Во-вторых, пробуждению личного благочестия способствовали некоторые особенности общественно-политического развития античного общества в эпоху эллинизма. С одной стороны, потеря греческими городами-полисами автономии в результате завоеваний Александра Македонского и образование единой империи коренным образом изменили традиционное мироощущение человека, существенно сузив его роль в жизни общества. Ослабление связей с внешним миром неизбежно привело к росту индивидуализма и саморефлексии, сосредоточенности на собственных ощущениях и переживаниях: "люди становились все сложнее, их чувства и интересы все разнообразнее".21 С другой стороны, эллинистическая эпоха являлась периодом наиболее напряженной политической борьбы между отдельными эллинистическими государствами. Постоянные войны и, как следствие этого, переменчивость судьбы, в результате которой сегодняшний правитель завтра мог оказаться изгнанником, вызывали ощущение хрупкости человеческой жизни и человеческих деяний. Поэтому новый тип человека, оставшегося наедине с собой и беззащитного перед лицом судьбы, и новый тип сознания требовали новой морали, новой веры, которые смогли бы стать опорой в повседневной жизни людей. По указанным причинам ни традиционная религиозная вера, ни тем более философия не были способны заполнить эту образовавшуюся лакуну. Однако к тому времени в сознании человека уже прочно утвердился пришедший на смену антропоморфным богам платоновский образ "неведомого", "непостижимого",


 - 381 -

 трансцендентного Бога, единственным способом "обретения" которого становится "вера и даже чувство, что Он сокровенно живет в глубине души".22 Только так человек может приблизиться к этому далекому Богу и соединиться с ним. Таким образом, от равнодушия к прежним богам человек эпохи эллинизма переходит к состоянию наивысшей религиозной сосредоточенности, к абсолютной вере.

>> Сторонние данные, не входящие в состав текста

PR #2687, opened 2026-08-30
scheduler: stop expanding an out-of-range cron range before rejecting it

tzh476:
`CronParser._rangetolist` takes the upper end of an explicit `min-max/step`
range straight from the cron expression, but `_sanitycheck` only runs after the
whole list has been built. A short expression therefore allocates a list
proportional to the number it names, and is then correctly rejected.

Measured with `tracemalloc` through `IS_CRONLINE`, the validator on
`scheduler_task.cronline`:

| expression | peak | time |
|---|---|---|
| `0-9999/1 * * * *` | 0.5 MB | 0.01 s |
| `0-999999/1 * * * *` | 48 MB | 0.6 s |
| `0-9999999/1 * * * *` | 480 MB | 6.9 s |
| `0-99999999/1 * * * *` | **4,800 MB** | **69 s** |

There is no cap on the number of digits, so the ceiling is not bounded by a
field width — each extra digit is another factor of ten.

To be clear about the reach, since it changes how much this is worth: the
`appadmin` route is admin-authenticated and `Scheduler.queue_task(cronline=...)`
is called by application code, so this is **not** an anonymous remote DoS. The
defect is that a validator spends gigabytes before rejecting a value, which is
the one thing a validator ought to do cheaply. Applications that expose
`cronline` to less privileged users get an amplifier on top.

### The fix, and why not a simple clamp

Generation now stops once a single out-of-range value is present. That one value
is all `_sanitycheck` needs in order to reject the expression, so every accepted
expression keeps its exact previous meaning.

Clamping the bound instead would change behaviour, which is worth spelling out
because it looks correct:

- `0-60/1` is **rejected** today — it yields `60`, which fails `_sanitycheck`.
- `0-60/7` is **accepted** today — step 7 yields `[0, 7, ..., 56]`, all in range.

So the bound alone cannot decide validity, and clamping it silently turns the
first case into a valid expression. Returning early on an out-of-range bound has
the mirror problem: it rejects the second case, which is legal.

I compared old and new over every field, every value in range plus five past it,
and every step — **1,430,136 expressions**. Accept/reject differs in **0** cases,
and the resulting lists differ in **0** cases.

### Test

`CronParserTest.test_hugerange` asserts the **peak allocation**, not just that
`ValueError` is raised. That distinction matters: the unpatched code raises the
same error with the same message, only after the allocation, so an `assertRaises`
alone passes either way. Without this change the new test fails with

```
AssertionError: 4799994202 not less than 1048576
```

It also pins `0-59/15` and `0-60/7` so the in-range behaviour, including a step
that runs past the end of the range, cannot regress.

### Test baseline

`python3 -m pytest gluon/tests/test_scheduler.py`

| | result |
|---|---|
| before (`git show HEAD:gluon/scheduler.py`) | 10 failed / 14 passed |
| after | 10 failed / **15** passed |

Those 10 failures are pre-existing and unrelated (`FileNotFoundError`; they need
a live DB and application directory) — I confirmed by running the same suite
against the unmodified file. `CronParserTest` passes 15/15.

### Not included on purpose

`gluon/newcron.py:202` has the same shape (`0-9999999/1` → 369 MB), but I left it
alone for two reasons: it has no `_sanitycheck` equivalent, so it currently
*accepts* out-of-range values and any bound there would change semantics rather
than harden; and its input is the local `crontab` file rather than a submitted
field value. Happy to follow up separately if you'd like it addressed.

---
Written with assistance from Claude (Anthropic); the measurements, the
1,430,136-expression comparison and the test baseline above were all run
locally and are reproducible from this branch.

### DIFF
--- a/gluon/scheduler.py
+++ b/gluon/scheduler.py
@@ -251,6 +251,7 @@ class CronParser(object):
                 s = s.replace("*", "1-12", 1)
             elif period == "dow":
                 s = s.replace("*", "0-6", 1)
+        ranges_max = dict(min=59, hr=23, mon=12, dom=31, dow=7)
         match = re.match(r"(\d+)-(\d+)/(\d+)", s)
         if match:
             max_ = int(match.group(2)) + 1
@@ -258,11 +259,25 @@ class CronParser(object):
         else:
             match = re.match(r"(\d+)/(\d+)", s)
             if match:
-                ranges_max = dict(min=59, hr=23, mon=12, dom=31, dow=7)
                 max_ = ranges_max[period] + 1
                 step_ = int(match.group(2))
         if match:
             min_ = int(match.group(1))
+            # The upper end of an explicit "min-max/step" range comes straight
+            # from the cron expression, so a short line can ask for a very long
+            # list: "0-99999999/1 * * * *" builds 100 million integers (~4 GB,
+            # ~40 s) before _sanitycheck rejects it for containing values above
+            # 59.  Stop generating once one out-of-range value is present: that
+            # single value is all _sanitycheck needs to reject the expression,
+            # and expressions that stay in range are unaffected.
+            limit = ranges_max[period] + 1
+            if max_ > limit:
+                if min_ >= limit:
+                    max_ = min(max_, min_ + 1)
+                else:
+                    # first multiple of step_ at or above the limit
+                    first_bad = min_ + -(-(limit - min_) // step_) * step_
+                    max_ = min(max_, first_bad + 1)
             retval = list(range(min_, max_, step_))
         else:
             retval = []
--- a/gluon/tests/test_scheduler.py
+++ b/gluon/tests/test_scheduler.py
@@ -8,6 +8,7 @@ import glob
 import os
 import shutil
 import sys
+import tracemalloc
 import unittest
 
 from gluon.dal import DAL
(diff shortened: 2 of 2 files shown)


tzh476:
Verification for this PR, since the only comment so far is the Codecov bot.

**The regression test is a real control — it fails without the fix.** Same test, same command, only
`gluon/scheduler.py` swapped between `master` and this branch:

```
with the fix:     1 passed  in  0.67s
without the fix:  1 failed  in 85.22s   (gluon/tests/test_scheduler.py:332 AssertionError)
```

The 85 seconds *is* the defect: `0-99999999/1 * * * *` makes `_rangetolist` build ~100M integers
before `_sanitycheck` rejects the expression for containing values above 59.

**No pre-existing test changes behaviour.** Full scheduler suite on both branches:

```
master (without patch):  10 failed, 14 passed
this branch:             10 failed, 15 passed   <- same 10, plus test_hugerange
```

The 10 failures are pre-existing on `master` and unrelated to this change (scheduler runner/API
tests). I'm reporting them rather than implying a clean suite.

**Legitimate expressions are untouched.** I enumerated every `lo-hi/step` combination across all
five periods (`min`, `hr`, `mon`, `dom`, `dow`) — 45,000+ expressions — and compared the original
and patched `_rangetolist` output:

```
legitimate expressions producing a different list: 0
```

That matters because the clamp bound scales with `ranges_max[period]`, not a fixed constant, so it
cannot truncate a valid range.

**End-to-end through the real class** (`CronParser(expr, datetime(...)).next()`):

| expression | result |
|---|---|
| `*/5 * * * *` | `2026-08-31 12:05:00` |
| `0-59/7 * * * *` | `2026-08-31 12:07:00` |
| `30 2 * * 1-5` | `2026-09-01 02:30:00` |
| `@daily` | `2026-09-01 00:00:00` |
| `0 0 1 1 *` | `2027-01-01 00:00:00` |
| `0-99999999/1 * * * *` | `ValueError` in 0.01 ms, peak RSS 47 MB |
| `70-99999999/1 * * * *` | `ValueError` in 0.01 ms |
| `* * * * 0-9999/1` | `ValueError` in 0.01 ms |

The rejection is unchanged — still `ValueError: Invalid cron value (...)`. The patch only stops the
list growing once one out-of-range value is present, which is all `_sanitycheck` needs to reject.

Happy to adjust anything about the approach or the comment wording.

tzh476:
One process note, not a ping about the review itself: **this PR's test workflow is queued but has never
been allowed to run.**

```
#2687 (this PR)   Tests  conclusion=action_required
#2686 (merged)    Tests  conclusion=success
```

Same single workflow, same repo — the only difference is that mine is a first-time-contributor PR, so
GitHub holds it behind **"Approve and run workflows"** until a maintainer clicks it. It is not a
failure and it will not clear on its own.

Flagging it because it changes what you are looking at: right now this PR shows you no test evidence,
which is the least convincing state a change can be in. One click and the repo's own `Tests` job will
either back the change or contradict me.

In the meantime, here is what I verified locally, which is the part that does not depend on CI. The
regression test is a real control — same test, same command, only `gluon/scheduler.py` swapped between
`master` and this branch:

```
with the fix:     1 passed  in  0.67s
without the fix:  1 failed  in 85.22s   (gluon/tests/test_scheduler.py:332 AssertionError)
```

The 85 seconds *is* the defect: `0-99999999/1 * * * *` makes `_rangetolist` build ~100M integers
before `_sanitycheck` rejects the expression for containing values above 59.

Nothing needed from me here — I will not follow up again on this.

Еще одним важным последствием завоевательной политики Александра было смешение греков с жителями Востока, благодаря чему в Грецию попали новые культы - Исиды, Сераписа и Озириса, фригийской Матери богов Кибелы, сирийской Афродиты и др. Многообразие существующих религий и культов, открывавшее путь к их синкретизму, давало человеку возможность выбрать наиболее привлекательное для него божество. Подобный выбор для религиозной психологии имел важное значение, так как бог, которому вверялся человек, становился его личным, "избранным богом". Таким образом, сам факт этого выбора является "доказательством существования личной религии", которая приводила к более тесной связи, чем та, что существовала раньше между божеством и его почитателем.23

Личная религия, укрепившаяся в период эллинизма, в эпоху поздней античности получила дальнейшее развитие, приобретя универсальный характер, чему немало способствовало усиление индивидуалистических настроений в обществе, когда "внимание человека, все его духовные силы направляются на вдруг открывшийся ему… мир его внутреннего духовного бытия, мир глубинных переживаний, неосмысляемых побуждений, стремлений, духовного томления, ярких озарений, блаженства и беспричинных страданий".24 Во II в. н. э. мы встречаемся уже с неоспоримым фактом существования личной религии - религии, целью которой является стремление приблизиться к Богу как некоему Абсолюту. Это стремление объединяет многие


 - 382 -

 религиозные культы и философские учения того времени. Ярким примером религии личного Бога является же упоминавшийся выше культ Асклепия.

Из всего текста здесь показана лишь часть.